A compositional shuffle conjecture specifying touch points of the Dyck path

TL;DR

This paper introduces a new $q,t$-enumeration of Dyck paths with specific touch point restrictions, conjectures its relation to Macdonald theory, and refines existing conjectures on diagonal harmonics and the shuffle conjecture.

Contribution

It proposes a refined conjecture linking Dyck path enumeration to Macdonald operator actions and highlights the role of generalized Hall-Littlewood polynomials in $q,t$-Catalan sequences.

Findings

Proposes a $q,t$-enumeration of Dyck paths with touch point constraints.

Conjectures a connection between this enumeration and the Macdonald $ abla$ operator.

Identifies generalized Hall-Littlewood polynomials as key components in $q,t$-Catalan theory.

Abstract

We introduce a $q,t$-enumeration of Dyck paths which are forced to touch the main diagonal at specific points and forbidden to touch elsewhere and conjecture that it describes the action of the Macdonald theory $\nabla$ operator applied to a Hall-Littlewood polynomial.

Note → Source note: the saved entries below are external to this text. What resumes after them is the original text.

PR #927, opened 2025-04-19
chain: add airstop soft fork

rithvikvibhu:


AndreiChyrych:
«This is a very simple PR to disable airdrops with a soft fork»

is it possible to reintroduce airdrop with a new soft fork?

Falci:
> is it possible to reintroduce airdrop with a new soft fork?

No, that would require a hard fork.

j9011303:
I support this proposal. Ending the airdrop makes sense at this stage of the project.
It can help reduce unnecessary token supply and move the project forward.

smcki012:
My Father allows this. You can proceed.

agaamin:
Lets do this. 
Burn the damn spare tokens.

smcki012:
No idiots in the handshake kitchen. Just do it already you weirdos.

HNSbroker:
Isn't there a way to actually burn the coins and permanently remove them from the supply, instead of just stopping the claims?

Falci:
> Isn't there a way to actually burn the coins and permanently remove them from the supply, instead of just stopping the claims?

These coins don't actually exist. The airdrop creates coins out of thin air when they're claimed. By stopping the airdrop, we prevent these coins from ever being created, removing them from the supply.

faltrum:
Great Moment and great decision!. Congrats community involved in this step. Next steps:

1. Ensure miners awareness 
2. Update the BIP9 dates
3. Merge
4. Wait the merge to be activated, or not.

Thanks @rithvikvibhu and @Falci for clarifications.

lib/blockchain/chain.js
```diff
@@ -661,6 +661,16 @@ class Chain extends AsyncEmitter {
             100);
         }
 
+        // Disable airdrop claims if
+        // - airstop is activated, and
+        // - this is an airdrop, not a faucet claim
+        if (state.hasAirstop && !proof.isAddress()) {
```
Falci, line 667: Honestly, the branch name is more descriptive than the version bit's name. 
But I understand this has a bit of marketing/promotion/momentum attached to it as is.

rhymincymon:
I think this is the right way forward.

The supply looks as follows [without](https://shakeshift.com/stats) and [with](https://shakeshift.com/stats?airstop=1) the soft fork activated.

airdrop airstop


After the last subsidized block is mined, a total of 961,262,671.16 HNS would have been issued.

lib/blockchain/chain.js
rhymincymon: There shouldn't be an exception for faucet claims, imo.

The faucet has been emptied anyway, so it doesn't make a difference. But it would be clear that no further coins are going to be issued.

Falci: IMO, the PR should be small and precise. The goal was to remove airdrop claims and this is all it should do.

rhymincymon: There are recipients who received their airdrop via the faucet (their keys have been removed from the tree).

Plus I don't really see someone wanting to start a new independent chain with the faucet being distributed to the same recipients all over again but airdrops being disabled.

I think would make more sense for this fork to disable everything.

rithvikvibhu: You're right, I had forgotten about the bit where early airdrop recipients were moved to faucet and out of tree.

I would've liked to separate out and include only faucet claims from the airdrop and leave the sponsor/creator faucet as-is, but it doesn't look like they are marked anywhere. So included all faucet claims.

lib/protocol/networks.js
```diff
@@ -480,6 +480,16 @@ main.deployments = {
     required: false,
     force: false
   },
+  airstop: {
+    name: 'airstop',
+    bit: 2,
+    startTime: 1751328000, // July 1st, 2025
+    timeout: 1759276800, // October 1st, 2025
```
nodech, line 487: Given how the windows work, October 1st will be in the middle of the window. This will actually make that last window non-existent. This will essentially make 2025 Sep 23 the last day of voting.

Windows ends:
```
1 - Tue, 15 Jul 2025 00:00:00 GMT
2 - Tue, 29 Jul 2025 00:00:00 GMT
3 - Tue, 12 Aug 2025 00:00:00 GMT
4 - Tue, 26 Aug 2025 00:00:00 GMT
5 - Tue, 09 Sep 2025 00:00:00 GMT
6 - Tue, 23 Sep 2025 00:00:00 GMT
7 - Tue, 07 Oct 2025 00:00:00 GMT
8 - Tue, 21 Oct 2025 00:00:00 GMT
```

If we want to include October 1st, maybe do October 7 + 10 minutes (make it a day Oct 8).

Our conjecture refines several earlier conjectures concerning the space of diagonal harmonics including the "shuffle conjecture" (Duke J. Math. $\mathbf {126}$ (2005), pp. 195-232) for $\nabla e_n[X]$. We bring to light that certain generalized Hall-Littlewood polynomials indexed by compositions are the building blocks for the algebraic combinatorial theory of $q,t$-Catalan sequences and we prove a number of identities involving these functions.